Eğitim-Sen Çorum Şube Başkanı Mustafa Gül, ortaöğretime geçiş sisteminde yapılan değişikliğin yüz binlerce öğrenciyi mağdur ettiğini söyledi‘Yüzbinlerce öğrencinin düş ve umutları karartıldı’
31 Temmuz 2018 Eğitim Sen Çorum Şube Başkanı Mustafa Gül, ortaöğretime geçiş sisteminde yapılan değişikliğin yüzbinlerce öğrencin geleceğe ilişkin düşlerini ve umutlarını kararttığını öne sürerek, “Ortaöğretime geçiş sisteminde yapılan değişiklik ve öğrencilerimizin karşı karşıya olduğu durumun kabul edilebilir hiçbir yönü yoktur” şeklinde ifade etti.
Eğitim Sen Çorum Şube Başkanı Mustafa Gül, LGS tercih sonuçlarının açıklanması nedeniyle bir açıklama yayınladı. “Pek çok gerekçe ile kaldırılan TEOG yerine getirilen bu yeni sistem vaat edilen hiçbir hususu gerçekleştirememiş, aksine çocuklarımızın hayallerini, beklentilerini, geleceklerini olumsuz şekilde etkileyerek, derin bir belirsizliğe sürüklemiştir” şeklinde açıklamalarda bulunan Gül, 30 Temmuz 2018 tarihinde açıklanan yerleştirme sonuçlarının tüm öğrenci ve velilerde kaygı, hoşnutsuzluk, belirsizlik oluşturttuğunu iddia etti. Gül, yayınladığı açıklamasının devamında şunları dile getirdi: “Açıklanan sonuçlar öğrencilerde ve velilerde tam bir hayal kırıklığı yaratmıştır.
Öğrencilerin Tercihleri ve Yönelimleri Akademik Eğitim Almaktan Yanadır Eğitim Sen olarak bizlerin de sık sık vurguladığı ve yerleştirme sonuçlarının açığa çıkardığı en önemli husus, öğrencilerin tercihlerinin ve yönelimlerinin akademik eğitim almaktan yana olduğudur.

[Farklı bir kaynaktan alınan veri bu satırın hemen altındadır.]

PR #3504, opened 2024-11-09
Expose set original cell index to python

jorgensd:
To be able to make a valid geometry from Python (without using create_topology, as one wants to avoid re-distribution of data), one has to expose the `original_cell_index` attribute to Python.
As we have used this as a public variable in C++, I've gone down the route of creating a setter function in the Python binding, rather than exposing a "list-of-lists" to Python, as we would rather like it to be numpy based.

### DIFF
--- a/python/dolfinx/wrappers/mesh.cpp
+++ b/python/dolfinx/wrappers/mesh.cpp
@@ -612,24 +612,7 @@ void mesh(nb::module_& m)
           nb::rv_policy::reference_internal)
       .def_prop_ro("dim", &dolfinx::mesh::Topology::dim,
                    "Topological dimension")
-      .def(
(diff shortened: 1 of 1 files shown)


garth-wells:
Mixed topology support is still highly experimental and under review, so we shouldn’t expose the mixed topology version of original_cell_index yet.

When it’s ready, no need to add a function with ‘set’ in the name. Could be a nanobind read/write property.

jorgensd:
> Mixed topology support is still highly experimental and under review, so we shouldn’t expose the mixed topology version of original_cell_index yet.
> 
> When it’s ready, no need to add a function with ‘set’ in the name. Could be a nanobind read/write property.

agreed, much cleaner solution 👍🏻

Yerel yerleştirme sonuçlarına göre Anadolu liselerinin doluluk oranı % 95,1; mesleki ve teknik Anadolu liselerinin doluluk oranı % 55,5, Anadolu imam hatip liselerinin doluluk oranı % 52,3 olmuştur. Bu veriler dahi MEB’in okullaşma politikasının neden şu an olduğu gibi olmaması gerektiğini açığa çıkarmaktadır. Bakanlığın yapması gereken öğrencilerin ilgi, istek, gereksinim ve tercihlerine dayalı bir okullaşma politikası oluşturmaktır. Bunu yapmak yerine, okullaşmayı siyasi iktidarın kendini yeniden üretebilmesinin aracı olarak kurgularsanız işte bugünkü tablo karşınıza çıkar.

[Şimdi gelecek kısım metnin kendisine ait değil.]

PR #3505, opened 2024-11-10
Unify code path of `DirichletBC::set`

schnellerhase:
Reduces code duplicity in the `set` functionality of the Dirichlet boundary conditions.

100 BİNE YAKIN ÖĞRENCİ YEREL YERLEŞTİRME SONUCUNDA YERLEŞEMEMİŞTİR! Yukarıda ifade edilen duruma bir de “Yerleştirme Kılavuzu” aracılığı ile aynı okul türünden en fazla üç tercih yapma sınırı eklendiğinde durum daha da vahimleşmektir. Yerel yerleştirme sonucunda yerleşmeyen öğrenci sayısı 91.687’dir. Ayrıca bu sayının içinde olan öğrencilerin Ortaöğretim Başarı notunun da 90’ ın üzerinde olduğunu vurgulamak gerekir. Yani çok başarılı olduğu halde akademik eğitim veren bir kuruma yerleşmek isteyip yerleşemeyen on binlerce öğrenci vardır. Bu sayıya 4. ve 5. tercihine yerleşen 92.010 öğrenci de eklendiğinde öncelikle tercih ettiği lisede okuma şansını baştan kaybetmiş 183.697 öğrenciden bahsetmek mümkündür. Bunların 21.070 tanesi boş kalan Anadolu liselerine yerleşse dahi geriye 162.627 öğrenci kalmaktadır. Öncelikle hiç yerleşemeyen 91.687 öğrenci “Nakil ve Yerleştirme Komisyonu” tarafından, tercihleri dahi alınmadan boş kontenjanlara yerleştirilecektir. Öğrencilerin iradesini yok sayarak yapılacak olan bu yerleştirme çocuk haklarına da insan haklarına da aykırıdır.
Yerleştirme sonuçları dikkatle incelendiğinde ortaya çıkan bir diğer sonuç ise “merkezi yerleştirme” ile yerleşen 127.480 öğrencinin toplam merkezi yerleştirme tercihi yapan 437.070 öğrenciye olan oranının % 29,1 olmasıdır. Diğer bir ifade ile merkezi olarak yerleşmek isteyen öğrencilerin %70,9’u tercihlerinden birine yerleşememiştir. Bunlardan kaçı yerel yerleştirmede istediği bir okula yerleşmiş veya hiç yerleşememiştir? Bu konu ile ilgili MEB bir bilgi açıklamamıştır. Bu durumda bulunan 309.590 öğrencinin zorunlu olarak yerel yerleştirme tercihinde bulunduğu dikkate alındığında, rakamların ne kadar yanıltıcı olabileceği gerçeği ile karşılaşmaktayız.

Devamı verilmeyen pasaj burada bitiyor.